(Saved data entries)
PR #14460, opened 2025-07-04
Multiple modules in namespace packages

### LINKED ISSUE #14435: Unexpected error when using uv_build with namespace=true and no-editable install
### Summary

Our project uses the layout that needs 
```
[tool.uv.build-backend]
namespace = true
```

When changing the build backend from setuptools to:
```
[build-system]
requires = ["uv_build>=0.7.19,<0.8.0"]
build-backend = "uv_build"
```

a normal `uv sync` works as expected. But `uv sync --no-editable` errors with:

```
$ uv sync --no-editable
Resolved 135 packages in 1ms
  × Failed to build `test_project @ file:////home/user/git/repo_folder`
  ╰─▶ Call to `uv_build.build_wheel` failed (exit status: 1)

      [stderr]
      Error: Failed to walk source tree: ``

      Caused by:
          0: IO error for operation on /home/user/git/repo_folder/src/test_project: No such file or directory (os error 2)
          1: No such file or directory (os error 2)

```

in our `src` dir we don't have a folder named `test_project` but a number of folder named after specific "components" like this:

```
src
    ├─ api
     |   ├── __init__.py
     |   └── ...
    ├─ common
     |   ├── __init__.py
     |   └── ...
    └── ...
```

### Platform

Linux 6.15.3-200.fc42.x86_64 x86_64 GNU/Linux

### Version

uv 0.7.13  (uv_build 0.7.19)

### Python version

Python 3.13.5

### LINKED ISSUE #14438: `uv build` failed to build
### Summary

```bash
❯ uv build                                                                                                                                            
Building source distribution (uv build backend)...                                                                                                    
Building wheel from source distribution (uv build backend)...
  x Failed to build `C:\Users\chiri\Desktop\tst`
  |-> Failed to walk source tree: `C:\Users\chiri\AppData\Local\uv\cache\sdists-v9\.tmptJQX7u\tst-0.1.0`
  |-> IO error for operation on C:\Users\chiri\AppData\Local\uv\cache\sdists-v9\.tmptJQX7u\tst-0.1.0\src\tst: Не удается найти указанный файл. (os
  |   error 2)
  `-> Не удается найти указанный файл. (os error 2)
```

```toml
[build-system]
requires = ["uv_build>=0.7.19,<0.8.0"]
build-backend = "uv_build"

[tool.uv.build-backend]
namespace = true

[tool.uv.workspace]
members = [
    "test_1",
    "test_2",
]

[project]
name = "tst"
version = "0.1.0"
readme = "README.md"
requires-python = ">=3.13.0"
dependencies = [
    "adaptix>=3.0.0b11,<4.0.0",
]
```

Image

### Platform

Windows 10

### Version

uv 0.7.19 (38ee6ec80 2025-07-02) 

### Python version

Python 3.13.0

konstin:
Support multiple root modules in namespace packages by enumerating them:

```toml
[tool.uv.build-backend]
module-name = ["foo", "bar"]
```

This allows applications with multiple root packages without migrating to workspaces. Since those are regular module names (we iterate over them an process each one like a single module names), it allows combining dotted (namespace) names and regular names. It also technically allows combining regular and stub modules, even though this is even less recommends.

We don't recommend this structure (please use a workspace instead, or structure everything in one root module), but it reduces the number of cases that need `namespace = true`.

Fixes #14435
Fixes #14438

### DIFF
--- a/crates/uv-build-backend/src/settings.rs
+++ b/crates/uv-build-backend/src/settings.rs
@@ -34,15 +34,19 @@ pub struct BuildBackendSettings {
     /// For namespace packages with a single module, the path can be dotted, e.g., `foo.bar` or
     /// `foo-stubs.bar`.
     ///
+    /// For namespace packages with multiple modules, the path can be a list, e.g.,
+    /// `["foo", "bar"]`. We recommend using a single module per package, splitting multiple
+    /// packages into a workspace.
+    ///
     /// Note that using this option runs the risk of creating two packages with different names but
     /// the same module names. Installing such packages together leads to unspecified behavior,
     /// often with corrupted files or directory trees.
     #[option(
         default = r#"None"#,
-        value_type = "str",
+        value_type = "str | list[str]",
         example = r#"module-name = "sklearn""#
     )]
-    pub module_name: Option<String>,
+    pub module_name: Option<ModuleName>,
 
     /// Glob expressions which files and directories to additionally include in the source
     /// distribution.
@@ -179,6 +183,17 @@ impl Default for BuildBackendSettings {
             data: WheelDataIncludes::default(),
         }
     }
+}
+
+/// Whether to include a single module or multiple modules.
+#[derive(Deserialize, Serialize, Debug, Clone, PartialEq, Eq)]
+#[cfg_attr(feature = "schemars", derive(schemars::JsonSchema))]
+#[serde(untagged)]
+pub enum ModuleName {
+    /// A single module name.
+    Name(String),
+    /// Multiple module names, which are all included.
+    Names(Vec<String>),
 }
 
 /// Data includes for wheels.
--- a/docs/concepts/build-backend.md
+++ b/docs/concepts/build-backend.md
@@ -140,15 +140,28 @@ src
 ```
 
 While we do not recommend this structure (i.e., you should use a workspace with multiple packages
-instead), it is supported by passing a list to the `module-name` option:
+instead), it is supported by setting `module-name` to a list of names:
 
 ```toml title="pyproject.toml"
 [tool.uv.build-backend]
 module-name = ["foo", "bar"]
 ```
 
-The `namespace = true` option offers an opt-out to enumerating all modules for complex namespace
-packages. Declaring an explicit `module-name` should be preferred over `namespace = true`.
+For packages with many modules or complex namespaces, the `namespace = true` option can be used to
+avoid explicitly declaring each module name, e.g.:
+
+```toml title="pyproject.toml"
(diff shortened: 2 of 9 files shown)


chirizxc:
also fixes #14438

docs/concepts/build-backend.md
```diff
@@ -134,16 +134,37 @@ the project structure:
...
-instead), it is supported via the `namespace` option:
+instead), it is supported by passing a list to the `module-name` option:
 
 ```toml title="pyproject.toml"
 [tool.uv.build-backend]
+module-name = ["foo", "bar"]
+```
+
+The `namespace = true` option offers an opt-out to enumerating all modules for complex namespace
+packages. Declaring an explicit `module-name` should be preferred over `namespace = true`.
```
konstin: The clearer explanation would be: Only use this for legacy projects, for a new project, use a layout with a single `module-name` value, it'll save you and your user from the pain of debugging this later.

zanieb: I wrote some proposed edits at https://github.com/astral-sh/uv/pull/14494

crates/uv-build-backend/src/settings.rs
```diff
@@ -34,15 +34,19 @@ pub struct BuildBackendSettings {
     /// For namespace packages with a single module, the path can be dotted, e.g., `foo.bar` or
     /// `foo-stubs.bar`.
     ///
+    /// For namespace packages with multiple modules, the path can be a list, e.g.,
+    /// `["foo", "bar"]`. We recommend using a single module per package, splitting multiple
```
zanieb, line 38: Maybe this should say... "However, we recommend..."?

BurntSushi: Maybe it's beyond the scope of these docs here, but I think it would be useful to expand on the recommendation here. Specifically, saying _why_ we are recommending this and maybe something about the trade-offs here.

konstin: The general risk with namespaces is that you can have files overwriting each other (this does happen) and it the provenance of modules isn't immediately clear anymore. When using a namespace package `module-name` is recommended over `namespace = true`, since the former checks that the module list is what you intend it to be, while the latter doesn't have that check (see also https://github.com/jwodder/check-wheel-contents, where we cover a number of lints by checking for `__init__.py[i]` when using `module-name` (or the defaults) without `namespace = true`.

BurntSushi: Yeah I think if some version of that made it into the docs, that would be great.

Assignment — Copy each line above that has the word "editable".

The completed task —
### LINKED ISSUE #14435: Unexpected error when using uv_build with namespace=true and no-editable install
a normal `uv sync` works as expected. But `uv sync --no-editable` errors with:
$ uv sync --no-editable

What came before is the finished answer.